To read the story of our precious Harlynn Renae, start here and follow the "next" links at the end of each post. Thank you for coming and sharing with us in this journey.

Saturday, June 28, 2014

Buckling Under Pressure

The following is my submission to a writing contest. The submissions had to have the lead line of "In many ways it made perfect sense...", be between 700 - 1000 words, and be awesome. Two out of three ain't bad. If you would keep your prayers (and fingers) crossed for me, we'll see what the experts have to say about Val's "mind mumbles".

In many ways it made perfect sense. I had finally graduated after taking the "scenic route" to get my degree, and my husband decided he wanted to return to school himself. Student loans were going to be a part of our lives anyway, I knew how much he wanted to finish his schooling, and I agreed the timing was right. We had our cozy little life near our cozy little college and we could continue being, well, cozy.

Then he told me he wanted to move. 

He offered up the suggestions of moving to Billings, MT, or Dickinson, ND. Being that we lived close to family in rural Wyoming, I chose Billings.
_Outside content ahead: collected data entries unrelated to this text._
PR #180, opened 2015-08-03
Last attempt to support parent locale exceptions

### LINKED ISSUE #97: es_MX/MXN: format_currency using comma instead dot for decimal separator
Hello. I did various tests and found that format_currency is formatting MXN currency (from Mexico, es_MX locale) wrong. There is a small code that compare it to python locale, that use posix data:

```python
In [1]: import locale

In [2]: from babel.numbers import format_currency, Locale

In [3]: locale.setlocale(locale.LC_ALL, 'es_MX.UTF-8')
Out[3]: 'es_MX.UTF-8'

In [4]: locale.localeconv()['int_curr_symbol']
Out[4]: 'MXN '

In [5]: locale.localeconv()['currency_symbol']
Out[5]: '$'

In [6]: locale.localeconv()['decimal_point']
Out[6]: '.'

In [7]: locale.currency(50)
Out[7]: '$ 50.00'

In [8]: format_currency(50, currency='MXN', locale=Locale('es_MX'))
Out[8]: u'50,00\xa0$'
```
In my tests I updated CLDR data, from 23.1 to 25 and same issue happens.

This can be a issue in CLDR data?

etanol:
The method to generate the name for the parent locale has some exceptions. Notably the latin america regions (es_MX, es_CO, es_AR, etc...) which should inherit from es_419 instead of es. Fortunately, these exceptions are described in the element of the supplemental data document.

This pull request tries to implement the proper locale inheritance for such cases.

~~There is an ugly hack because one of the commits introduces a circular dependency between `babel.core` and `babel.locale`.~~

**NOTE:** This is a new pull request that should supersede #117 and fix #97.

### DIFF
--- a/babel/localedata/__init__.py
+++ b/babel/localedata/__init__.py
@@ -81,11 +81,14 @@ def load(name, merge_inherited=True):
             if name == 'root' or not merge_inherited:
                 data = {}
             else:
-                parts = name.split('_')
-                if len(parts) == 1:
-                    parent = 'root'
-                else:
-                    parent = '_'.join(parts[:-1])
+                from babel.core import get_global
+                parent = get_global('parent_exceptions').get(name)
+                if not parent:
+                    parts = name.split('_')
+                    if len(parts) == 1:
+                        parent = 'root'
+                    else:
+                        parent = '_'.join(parts[:-1])
                 data = load(parent).copy()
             filename = os.path.join(_dirname, '%s.dat' % name)
             fileobj = open(filename, 'rb')
--- a/babel/numbers.py
+++ b/babel/numbers.py
@@ -258,7 +258,7 @@ def format_currency(number, currency, format=None, locale=LC_NUMERIC):
     >>> format_currency(1099.98, 'USD', locale='en_US')
     u'$1,099.98'
     >>> format_currency(1099.98, 'USD', locale='es_CO')
-    u'1.099,98\\xa0US$'
+    u'US$1.099,98'
     >>> format_currency(1099.98, 'EUR', locale='de_DE')
     u'1.099,98\\xa0\\u20ac'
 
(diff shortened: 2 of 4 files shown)


sils1297:
hey, could you add `Fixes <full bug URL>` to the commit message where appropriate?

etanol:
Changed.

As commented, I'm not really sure about how to break the circle dependency between `babel.core` and `babel.localedata` without some heavy modifications.

erickwilder:
I'll review it soon

sils1297:
@etanol sorry for this inconvenience: we have added major changes to the continuous integration services. Can you please rebase so they get triggered?

etanol:
Done.

babel/core.py
```diff
@@ -60,6 +60,9 @@ def get_global(key):
             fileobj.close()
     return _global_data.get(key, {})
 
+# FIXME: Very ugly hack in order to break cyclic import dependency
+localedata.get_global = get_global
```
erickwilder: Could we add the import statement inside `babel.localedate.load()` instead?

PS: I didn't tested it, just an idea.

sils1297: Hey, tbh a cyclic import smells. I don't have time to look into details of this one right now but usually it shows that a refactoring is needed.

sils1297: with that I'm saying we probably want to file a bug about this as this is a code architectural issue and not in scope for this PR.

etanol: Yes, there is an architectural issue.  But @erickwilder is right anyway, using an import inside `babel.localedata.load` is less magic and works just fine for this case.  I'll push a correction right away.

erickwilder:
@etanol 
Can you update you branch with our `master`, there's some conflicts here.

erickwilder:
It's ok for me. 
@sils1297 any addition to this?

sils1297:
For me too.

@rultor merge please

sils1297:
just thinking... rultor has no access yet... merging manually then.

etanol:
Thanks :smiley:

It was close to home, close to family, and we could pop back to our familiar life whenever the fancy struck us. I told him, with no room for misinterpretation, "I refuse to live in North Dakota." 

Searching for jobs and housing in Billings proved no easy task. We were coming up on dead ends at every turn. Even the school was becoming difficult to work with in getting Brent admitted as a student. We were frustrated and feeling defeated. Here we were trying to go about moving - a big decision for us - and coming up short continuously.

Around that time, we attended a wedding in Fargo. As I hugged the groom good-bye before our drive back home, he said to me, "We hope you move here." I laughed. I refuse to live in North Dakota.

Billings continued to give us trouble and looked more and more like it wasn't going to be a viable option. We met with each pastor at our church, seeking prayerful guidance on what to do and where to go. We knew we had to move, but we had no idea where. Or how. Or what to do once the answer was determined.

Leaving the church after one such meeting, I stopped outside the doors. A sense of warmth overcame me, and I heard an internal, audible voice tell me, "Fargo." I looked up at Brent, who was several steps ahead of me and called out to him. He turned around and I stammered, "We're supposed to move to Fargo."
"Did God just tell you that?" he asked.
"Yes..." I replied.
"Cool." he answered, as he turned around kept walking.

Um, hello? I just told you I heard from the Most High. He told me we're supposed to move to Fargo. To North Dakota. The best you can offer is "cool"?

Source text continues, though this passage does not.